A study conducted at Queensland University of Technology in Australia has highlighted differing consumer attitudes toward using large language models (LLMs) like ChatGPT for mental and physical healthcare. Led by Sage Kelly, PhD, the research involved 216 Australian residents aged 18 to 77, who were surveyed on their likelihood of seeking health advice or information from ChatGPT.
Key Findings
Perceived Usefulness Drives Adoption:
The study found that perceived usefulness is a strong predictor of users’ intentions to seek health advice from ChatGPT, regardless of whether it is for mental or physical health. This aligns with previous research indicating that users are more likely to adopt technology they consider useful. The researchers recommend that companies like OpenAI emphasize how AI can reduce barriers such as cost, time, and stigma in healthcare.
Ease of Use Matters for Physical Health, Not Mental Health:
For physical healthcare, ease of use was a significant factor influencing user intention. In contrast, this was not the case for mental healthcare, where users may already perceive text-based interactions as intuitive. The authors suggest maintaining or improving ease of use in healthcare AI by providing clear instructions and responsive support.
Privacy Concerns Are Critical in Mental Health:
Privacy concerns were a strong negative predictor of users’ willingness to use ChatGPT for mental healthcare. Despite similar average privacy concerns across both healthcare contexts, the impact was more pronounced in the mental health domain. The researchers attribute this to the sensitivity of mental health data and its association with stigma.

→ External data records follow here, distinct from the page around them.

PR #2453, opened 2026-08-09
fix: Harden against unbounded memory allocation attack in JPEG XL parser

ssanthosh:
`parse_all_boxes` (`sdk/src/asset_handlers/jpegxl_io.rs`) trusted a JPEG XL box's declared `total_size` (attacker-controlled, read straight from the file header) without checking it against the file's actual length. `JxlBoxInfo::end()`/`data_size()` derive a read-buffer size directly from `total_size`, and `find_xmp_data()`/`find_jumb_data()` size a zero-filled allocation from that value — so a tiny file (e.g. 44 bytes) could declare a multi-GB box and force a multi-GB allocation. In scope per `SECURITY.md`'s "large multiple of input size" carve-in.

## The fix

`parse_all_boxes` now rejects (`Error::InvalidAsset`) any box whose `offset + total_size` (computed with the `saturating_add` the function already used) exceeds the file length, before that `JxlBoxInfo` is ever returned to a caller. This matches the convention used by every other format handler in this codebase for the same class of problem — BMFF's box-tree builder, RIFF, PNG, and TIFF all reject a declared size that exceeds the file rather than silently clamping it and continuing.

## Tests added

- `test_box_info_end_and_data_size_trust_declared_size` — boundary case: a box whose declared size lands exactly at EOF parses normally (not rejected).
- `test_find_xmp_data_rejects_oversized_header` — reproduces the report: an `xml ` box lies about its size; `find_xmp_data` now returns `None` instead of attempting an oversized allocation.
- `test_find_jumb_data_rejects_oversized_header` — same for the C2PA `jumb` path via the 32-bit size field.
- `test_find_jumb_data_rejects_oversized_largesize_header` — same, via the 64-bit ISOBMFF `largesize` form (size field `== 1` + 8-byte size), which can declare sizes far beyond `u32::MAX` from a ~58-byte file.
- `test_parse_all_boxes_overflow_safe` (existing, updated) — an `offset + total_size` computation that would overflow `u64` must now be rejected outright (previously tolerated as an accepted side effect of `saturating_add`).

## Checklist

### DIFF
--- a/sdk/src/asset_handlers/jpegxl_io.rs
+++ b/sdk/src/asset_handlers/jpegxl_io.rs
@@ -199,7 +199,14 @@ fn parse_all_boxes(reader: &mut dyn CAIRead) -> Result<Vec<JxlBoxInfo>> {
                 let next_pos = if info.total_size == 0 {
                     file_len
                 } else {
-                    info.offset.saturating_add(info.total_size)
+                    // A box can never legitimately extend past the file.
+                    let box_end = info.offset.saturating_add(info.total_size);
+                    if box_end > file_len {
+                        return Err(Error::InvalidAsset(
+                            "JPEG XL box size extends beyond asset bounds".to_string(),
+                        ));
+                    }
+                    box_end
                 };
 
                 if boxes.len() >= MAX_JXL_BOX_COUNT {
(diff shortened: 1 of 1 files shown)


sdk/src/asset_handlers/jpegxl_io.rs
```diff
@@ -113,19 +113,22 @@ impl JxlBoxInfo {
...
+    /// cannot legitimately extend beyond the bytes actually present, and an
+    /// unclamped value here would let a tiny file declare an enormous box
+    /// size, driving a huge zero-filled allocation in callers that size a
+    /// buffer from `data_size`/`end` (e.g. `find_xmp_data`, `find_jumb_data`).
     fn end(&self, file_len: u64) -> u64 {
         if self.total_size == 0 {
             file_len
         } else {
-            self.offset.saturating_add(self.total_size)
+            self.offset.saturating_add(self.total_size).min(file_len)
```
tmathern: Why clamp and not reject the asset with an error (out of bound reads)?

ssanthosh: Clamping (not rejecting) is intentional: the vulnerability is specifically the allocation size (safe_vec zero-fills before any read happens), and clamping caps that to what the file can actually supply, closing the DoS directly. It doesn't risk misreading corrupted data as valid — the recovered bytes still have to pass real validation downstream (String::from_utf8 for XML, Store::from_jumbf's BMFF box parsing for JUMB), so a genuinely malicious/corrupt oversized header still ends up failing. The upside of clamping over rejecting outright: a file where a box's declared size is merely wrong (e.g. a producer miscalculation) but the real XMP/JUMB payload is still fully present still gets recovered, instead of failing the whole asset over one bad header field.

tmathern: What is the behavior of other similar cases in other formats? Do they clamp or reject?

ssanthosh: I have checked other file formats like BMFF, TIFF, PNG etc., where all of them reject such cases with `InvalidAsset` asset. Hence, reverting the fix to reject such assets with `InvalidAsset` error to be consistent with other file formats handling.
@tmathern / @mpgopala : Please check the updated fix

tmathern (approved):

mpgopala (approved):

caiopensrc:
[Backport-action](https://github.com/korthout/backport-action) found no target branches to backport this pull request to in [workflow run 31828064731](https://github.com/contentauth/c2pa-rs/actions/runs/31828064731).

PR #2666, opened 2026-09-17
feat: Implement pdf manifest writing

mpgopala:
Completes the C2PA writer for PDF (previously read-only):

- Add `get_object_locations` for PdfIO, locating the embedded manifest
  stream's raw byte range by re-parsing the written PDF's xref table,
  so the sign pipeline can correctly exclude it when hashing.
- Add a same-length in-place patch fast path to `write_c2pa`: the sign
  pipeline embeds a placeholder manifest, then rewrites it with the
  final same-length manifest once the real hash is known. A second
  full lopdf rewrite isn't guaranteed to reproduce the same object
  layout, which was shifting the manifest out from under the already
  computed hash exclusion.
- Fix `remove_manifest_from_annotations` to skip pages with no
  `/Annots` entry instead of failing, so re-signing a PDF whose
  manifest is attached only via `/AF` (no `/Names` or per-page
  annotations) no longer errors.
- Add end-to-end `Builder::sign` -> `Reader` tests for a fresh PDF and
  for re-signing an already-signed PDF, plus unit tests for object
  location correctness and offset stability across the two write
  passes.
- Update docs/supported-formats.md and asset_handlers/README.md to
  drop the "read-only" PDF notes.

Note: this is a full rewrite on each sign, not an incremental
(byte-preserving) update per C2PA Annex A.4.2.1 — see
docs/pdf-oxide-incremental-update-write.md for that follow-up.


sdk/src/asset_handlers/pdf_io.rs
```diff
@@ -68,6 +152,123 @@ impl PdfIO {
...
+            .map_err(|_| Error::EmbeddingError)?;
+
+        let mut out_bytes = Vec::new();
+        pdf.save_to(&mut out_bytes).map_err(Error::IoError)?;
+        output_stream.rewind()?;
+        output_stream.write_all(&out_bytes)?;
+        Ok(())
+    }
+
+    fn get_object_locations(
```
tmathern, line 206: It is a tad weird, but `get_object_locations` is I believe consulted on read paths too. So we'll probably need to make sure there is no regression, especially with all the variations PDF can have...

gpeacock (changes requested):
We should add support for XMP so we can read and write remote urls. I don't think we only want to support embedding for pdfs

sdk/src/asset_handlers/pdf_io.rs
mpgopala: Good question. `locate_manifest_content` only ever returns `Ok(Some(range))` when it can positively verify the located bytes match the manifest's own content. Anything it's not sure about, comes back as `Err`. And before this PR, PDF's `get_writer` returned `None` entirely, so `object_locations` for PDF always hit that same Err/fallback path anyway (via `Error::UnsupportedType`). So the worst case for any variation this can't handle is "no worse than before this PR," not a new silent failure mode.
I have ran the tests to make sure it is passing all the tests and also added a `test test`_manifest_object_offset_errors_on_compressed_xref_entry which has a compressed manifest. Do let me know if we have any other _types_ of manifests we can check on!

tmathern (approved):
Pending the XMP part review by @gpeacock

gpeacock (approved):
This addresses my concern about support for remote.

caiopensrc:
[Backport-action](https://github.com/korthout/backport-action) backported this pull request in [workflow run 35888292421](https://github.com/contentauth/c2pa-rs/actions/runs/35888292421).

| Target | Status |
|--------|--------|
| `stable` | :white_check_mark: Created #2700 |

PR #2667, opened 2026-09-17
fix: migrate legacy trust anchors in Settings::from_string()

### LINKED ISSUE #2663: Settings::from_string() doesn't migrate legacy trust_anchors/user_anchors into the new anchors list
## Summary

As of `0.91.0-rc.1` (tag `c2pa-rc-v0.91.0-rc.1`, commit `7239de5dc318edf32a184673feb396eb67a04f44`), the deprecated, thread-local `c2pa::settings::Settings::from_string()` static method no longer causes trust anchors supplied via the legacy flat `trust.trust_anchors` / `trust.user_anchors` JSON fields to be honored during certificate-chain trust validation. Anchors supplied the same way through the newer `Settings::new().with_json(...)` builder path work correctly.

## Root cause (as far as I can tell)

`sdk/src/settings/mod.rs` has two separate code paths for loading settings from a JSON string:

- `Settings::new().with_json(json)` → `with_string()` (instance method) — this got a new backward-compat shim in the `anchors`/`TrustAnchor` unification work. It pulls `trust.trust_anchors` / `trust.user_anchors` out of the overlay JSON, converts each into a `TrustAnchor { trust_kind: TrustListKind::Manifest, .. }`, and merges them into `settings.trust.anchors`.
- `Settings::from_string(json, "json")` (deprecated static method, sets thread-local `SETTINGS`) — this is a plain `merge_json(&mut merged, overlay)` followed by `serde_json::from_value`. It does **not** run the same legacy-field migration, so `trust.trust_anchors` / `trust.user_anchors` land only in the (now otherwise-inert) deprecated `Trust::trust_anchors` / `Trust::user_anchors` fields, and `Trust::anchors` stays `None`.

Since `Store::from_context` (`sdk/src/store.rs:168`) only loads certificate trust anchors from `settings.trust.anchors`, any consumer that loads trust settings via `Settings::from_string()` now gets **no trust anchors at all** in the resulting store, regardless of what was passed in — even though the call itself succeeds without error.

## Why this matters

`Settings::from_string()` is deprecated (since 0.79.4) but not yet removed (scheduled for 0.92.0), and it's still the only practical option for some consumers — e.g. a C FFI layer that needs thread-local settings semantics and has to work around a bounded string-length limit on the C API surface, so it calls `Settings::from_string()` directly instead of the instance builder. For that kind of consumer, upgrading to `0.91.0` silently breaks trust anchor loading: no error is raised, but every previously-trusted signing certificate now validates as untrusted (`signingCredential.untrusted`).

## Repro sketch

```rust
use c2pa::settings::Settings;

#[allow(deprecated)]
fn main() {
    let json = r#"{"trust":{"trust_anchors":"-----BEGIN CERTIFICATE-----\n...\n-----END CERTIFICATE-----"}}"#;

    // Works: anchors end up in settings.trust.anchors via the with_string() migration shim.
    let built = Settings::new().with_json(json).unwrap();
    assert!(built.trust.anchors.is_some());

    // Broken: same JSON, but via the deprecated thread-local API.
    let applied = Settings::from_string(json, "json").unwrap();
    assert!(applied.trust.anchors.is_none()); // anchors never populated
}
```

## Suggested fix

Route `Settings::from_string()` through the same legacy-anchor migration logic used by `with_string()` (or have it delegate to `with_string()` on top of the current thread-local value), so both paths treat `trust.trust_anchors` / `trust.user_anchors` consistently until they're removed in 0.92.0.

## Environment

Found while testing `adobe_api` (Adobe's internal C2PA integration) against the `0.91.0-rc.1` release candidate ahead of its promotion to a full release.

scouten-adobe:
## Summary

* `Settings::from_string()` (the deprecated, thread-local settings API) merged the raw `trust.trust_anchors` / `trust.user_anchors` overlay JSON directly into the thread-local value, without running the legacy-anchor migration shim that `Settings::new().with_json()` uses via `with_string()`. As a result, anchors supplied through those deprecated flat fields never made it into `settings.trust.anchors`, and `Store::from_context` silently loaded zero trust anchors (no error raised).
* Factored the shared migration logic out of `with_string()` into two helpers — `take_trust_anchor_overlay_fields()` and `merge_legacy_trust_anchors()` — and now run them from `from_string()` as well, so both paths treat `trust.trust_anchors` / `trust.user_anchors` consistently until they're removed in 0.92.0.
* `from_string()` writes the migrated `trust` settings back into just the `trust` subtree of the thread-local JSON value (rather than replacing the whole value), so "hidden" thread-local fields outside of `trust` that aren't modeled by the `Settings` struct are preserved (see `test_thread_local_hidden_setting`).

Fixes #2663.

## Test plan

- [x] `cargo test -p c2pa --lib settings::tests` — all 22 tests pass, including a new regression test `test_from_string_loads_legacy_trust_anchors` based on the repro in the issue
- [x] `cargo clippy -p c2pa --lib --all-features -- -Dwarnings`
- [x] `cargo test -p c2pa --lib` (full suite, aside from 3 pre-existing unrelated failures due to a missing PNG fixture in this environment)


gpeacock (approved):
Note to self, legacy apis should not change behavior once we deprecate them!

PR #2668, opened 2026-09-17
fix: reject box-hash manifests with a truncated `boxes` list

mpgopala:
## Summary

The box-hash (`c2pa.hash.boxes`) verifier never checked that the `boxes`
array named every box actually present in the asset. A truncated list
(e.g. only `"C2PA"`, omitting trailing scan/pixel-data boxes) left the
unnamed boxes completely unhashed while verification still reported a
match, letting an attacker byte-edit that unhashed content in an
already-signed asset without any key and still get
`validation_state: Trusted`.

Adds `test_verify_rejects_truncated_box_list`, which encodes a two-box
asset with a `boxes` list naming only the first box and asserts the
`unknownBox` rejection.


gpeacock (approved):
This looks like it only adds the box hash check though the comment s say it covers bmff and data hash checks too.
Still this one looks good as far as it goes. Maybe update the comments?

PR #2669, opened 2026-09-17
fix: Bound cumulative TIFF IFD entry byte counts to file size

ssanthosh:
### Vulnerability
A crafted TIFF can list many distinct private IFD tags whose offset/count all reference the same in-file byte range. `clone_ifd_entries` bounded each entry's claimed byte size against the whole file size individually, but never capped the sum across all entries in an IFD. Each entry passes its own check while the cloned buffers retained together sum to a large multiple of the actual file (e.g. 536 tags × 600,000 bytes from a ~600 KB file), OOM-killing the process. The 8-byte element types (Rational/SRational/Double/Long8/SLong8/Ifd8) also had no size check at all before reading.

### Fix
Added a cumulative byte counter in `clone_ifd_entries` that rejects once the running total across all entries in an IFD exceeds the source file size, reusing the existing `accumulate_copy_len` helper already used for the analogous strip/tile amplification fix. Also added the missing per-entry size check for the 8-byte element types.

### Tests added
- `clone_ifd_entries_rejects_cumulative_amplification` — entries individually within the file size but summing over it are rejected (fails without the fix).
- `clone_ifd_entries_accepts_valid_cumulative_size` — legitimate entries summing to <= file size still clone successfully.

## Checklist


sdk/src/asset_handlers/tiff_io.rs
```diff
@@ -1999,6 +1999,9 @@ impl<T: Read + Write + Seek> TiffCloner<T> {
         let file_size = stream_len(asset_reader)?;
         let mut target_ifd: BTreeMap<u16, IfdClonedEntry> = BTreeMap::new();
 
+        // Bound bytes cloned across all entries in this IFD, not just each one alone.
+        let mut cumulative_ifd_bytes: u64 = 0;
```
tmathern, line 2003: Each call restarts from 0, so each IFD gets that. 
Question (non-blocking): Should it be per IFD or per file?

tmathern (approved):

sdk/src/asset_handlers/tiff_io.rs
ssanthosh: It is currently per IFD only. The aggregate is still bounded (each IFD ≤ file size; the number of IFDs is itself bounded by file size), so there's no unbounded amplification. A per-file bound risks false-positives on legitimate multi-page/DNG files whose IFD entries across pages reference overlapping/shared byte ranges (their sizes can legitimately sum past the file length).

caiopensrc:
[Backport-action](https://github.com/korthout/backport-action) backported this pull request in [workflow run 35906189067](https://github.com/contentauth/c2pa-rs/actions/runs/35906189067).

| Target | Status |
|--------|--------|
| `stable` | :white_check_mark: Created #2706 |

Context-Specific Variables Affect User Intentions:
The study revealed that the importance of factors such as usefulness, ease of use, and privacy varies between mental and physical healthcare. This indicates that consumer attitudes toward AI cannot be generalized across industries. The authors recommend industry-specific analysis when designing AI solutions.
Recommendations for Future Research:
The researchers call for a broader demographic sample in future studies, noting that the current study primarily focused on Australian residents. They also recommend exploring the intersection of mental and physical health, as many conditions involve both aspects. Understanding how cultural, economic, and healthcare system differences impact AI adoption is another suggested focus.
The findings underscore the need for developers to tailor AI solutions to the specific needs of each healthcare sector, emphasizing usefulness and privacy where most critical. The study also encourages ongoing research to better understand the evolving relationship between healthcare consumers and AI-powered technologies.